World Bank has predicted a "disappointing" growth result for economies in the developing world for 2014.
It was announced by the organisation that it now predicts growth in developing countries will be 4.8 per cent, down from its initial guess of 5.3 per cent.
World Bank president Jim Yong Kim said the growth rates forecast by the body are "far too modest to create the kind of jobs we need to improve the lives of the poorest 40 per cent".
Andrew Burns, a senior economist at the bank, who was also one of the new authors of the report, stated that the figures pose a series of problems regarding whether or not the developing world is seeing substantial enough economic growth.
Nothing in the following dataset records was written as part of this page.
PR #8307, opened 2025-04-29
[APP-1161] Fix crash when closing open dialogs

estrattonbailey:
Potential fix for a crash when handling email verification intent links.

To repro from main using a dev build on a physical device:
- create a new account with an unverified email
- send yourself an email verification link
- open any dialog e.g. post dropdown menu
- click on link in email
- app will crash

**However,** it seems the issue is not necessarily `BottomSheetNativeComponent.dismissAll()`, bc I can independently trigger this method and close open sheets just fine. It seems only to be an issue when calling this native method after going from background-foreground.


haileyok:
Fixed in https://github.com/bluesky-social/social-app/pull/8348

PR #8308, opened 2025-04-29
Add backup / register rotation key button in settings

fossephate:
Wording and styles could probably be better / use some tweaks

demo video!
https://bsky.app/profile/did:plc:cn4gldkpxj43zpuqztnwyf6h/post/3lnybpypey22y

new demo!:
https://bsky.app/profile/fosse.co/post/3lochsdkfxs2d


fossephate:
some notes / todo
- keys are not stored on web, just shown for the user to copy to their clipboard
- UI has changed a bit since the first demo and now more closely matches the UI for the app passwords screen
- Should maybe remove the name of the and replace with the did when displaying it in the list, or give a way to name the key
- No way to actually use the backed up key, though that can come later / be a separate PR
- Maybe prompt to backup a key after logging in on mobile and no local key is found?
- Still need to enable face ID / biometrics / do permissions handling

bnewbold:
This is a big feature addition! It would land in our branded app, which means we would need to support it, document it, and take a degree of responsibility for outcomes (eg, if folks get hacked and lose identity without understanding what happened, that would be partially on us, disclaimers or not).

Have a lot of thoughts, will try to organize them.

Good things (more likely to merge some form of this):

- we definitely want everybody to have more material control and ownership over their identity, and this is a step in that direction
- we love the community pushing things forward and showing what is possible; thanks @fossephate!
- access to stored keys when logged out is a good touch (eg, if PDS is down or account has been takendown)

Downsides (less likely to merge some form of this):

- the first and largest piece of work on this feature is an analysis of all the security design options and trade-offs, for all the target platforms we support (Web, Android, iOS). I don't see that here, or linked; we'd need to do a research project before getting to code review
- if at all possible i'd like to avoid directly handing end users private cryptographic keys as a string in the user interface. would much rather have keys provisioned in hardware in a non-exportable manner (eg, CPU enclave or hardware dongle), or directly insert in to a system like passkeys.
- if we were blocking the overall ecosystem in way were something was just not possible, i'd be much more inclined to get something like this merged. but it is possible to experiment and implement something like this independently, eg as a separate mobile app or tool. The advantage of having this in the Bluesky app is the expected impact and accessibility; but those are exactly the factors which mean we need to think through all options and get it right.

Open questions:

- would the PDS account management interface be a better place for this? we haven't announced/documented it yet, but that is starting to roll out and we expect most account management stuff to happen there: account migration, password reset flow, account deletion, export backups, etc. that is the place I would put an "identity key management" interface, eg the ability to register new keys (as public keys) or remove existing keys. on the other hand, the Bluesky app is what a lot of folks use today, and on mobile might have more direct access to mobile OS or hardware security features.
- maybe something like this could be merged behind a feature gate, to make it accessible to community forks like deer.social
- should there be an independent "DID PLC app" for identity management? something app-neutral / vendor-neutral, and with a much smaller attack surface

haileyok:
> should there be an independent "DID PLC app" for identity management? something app-neutral / vendor-neutral, and with a much smaller attack surface

This is my inclination. In my view, the _optimal_ place for something like this is outside of the social application itself. I'm very not sold on the PDS account interface being a good place for this, and I'd really suggest we refrain from doing that. Managing e.g. sessions in the interface is fine, but this is a lot more potentially destructive and dangerous than that.

Another upside of making this a separate application would be the ability to handle other things e.g. repo backups and actual account migrations inside of said app, _regardless_ of what happens to the social app (i.e. removed from app stores, bugs, etc.)

haileyok:
> the first and largest piece of work on this feature is an analysis of all the security design options and trade-offs, for all the target platforms we support (Web, Android, iOS). I don't see that here, or linked; we'd need to do a research project before getting to code review

At least on the note of where and how this would work, I'd definitely say it should be Android and iOS only. On either platform, `expo-secure-store` under the hood would be using Android Keystore or Keychain Services respectively. Both systems make it difficult to extract keys from the device as well as restrict access to the keys within the device to _only_ the application that created the key (or, more accurately, to the set of applications that you actually allow to access the keychain item when you create the item). 

https://developer.apple.com/documentation/security/keychain-services
https://developer.android.com/privacy-and-security/keystore

It's definitely worth a write up and investigation on this though. I think I'd also be inclined to say that rather than use `expo-secure-store` itself that it might even be worth whoever would maintain such an application maintain the key access code on their own as well (or, if after review `expo-secure-store` looks to be sufficient in their e.g. defaults, that a fork of that library be maintained).

haileyok:
@fossephate I'd definitely like to chat more about this, so definitely feel free to bother me whenever about it!

haileyok:
Mostly unrelated, but I do think going for something like https://github.com/char/k256-paper-key would be cool too!

fossephate:
> @fossephate I'd definitely like to chat more about this, so definitely feel free to bother me whenever about it!

Currently in SF for the next week (maybe 2) but will take you up on this once I get back!

Some immediate thoughts and notes:

getting users to do anything “not technically necessary” is /really/ hard, and while a separate app for identity and key management I think makes sense I think it also already exists for many in the form of a password manager. That being said there’s unfortunately no easy way to add a button (on both ios and android) to “Store this in your password manager” (you can try to trick ios into thinking a text field is a password and you’re signing up for something but it’s pretty jank)

fossephate:
> Mostly unrelated, but I do think going for something like https://github.com/char/k256-paper-key would be cool too!

storing things as a passphrase definitely opens the door to a lot of pre-built solutions, as the crypto / wallet space has been trying to solve this problem (key management) for quite some time and it’s probably worth looking into some of the solutions already in the space

I’m not sure it’s a good fit for bsky but just to give an example: magic.link allows you to use other socials / email as a proof of identity in order to access keys (at least, iirc that’s how it works)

"It's one thing to have one year where one-off factors explain why growth wasn't quite as strong as you anticipated. To have three years in a row where growth disappoints does have to start begging exactly those kinds of questions," he said.
Important growth areas
India and South Africa were among the nations named by World Bank as some of those that need to make progress in key areas such as energy, labour markets and infrastructure if they are to see good levels of economic growth in the coming years.
Economic growth is on a firmer footing in the UK, with the International Monetary Fund (IMF) recently admitting it got it wrong when it said the country's recovery was built on consumer spending, with the organisation stating that the UK has moved towards a more "investment-led recovery" in recent months.
However, the IMF did warn the Treasury that it must be aware of the risks of a housing bubble, as this could jeopardise the flourishing economic recovery in the UK. Chancellor George Osborne has denied that a housing bubble is growing in the UK, but critics have suggested the cost of homes is growing too fast to be sustainable and a crash will be just around the corner.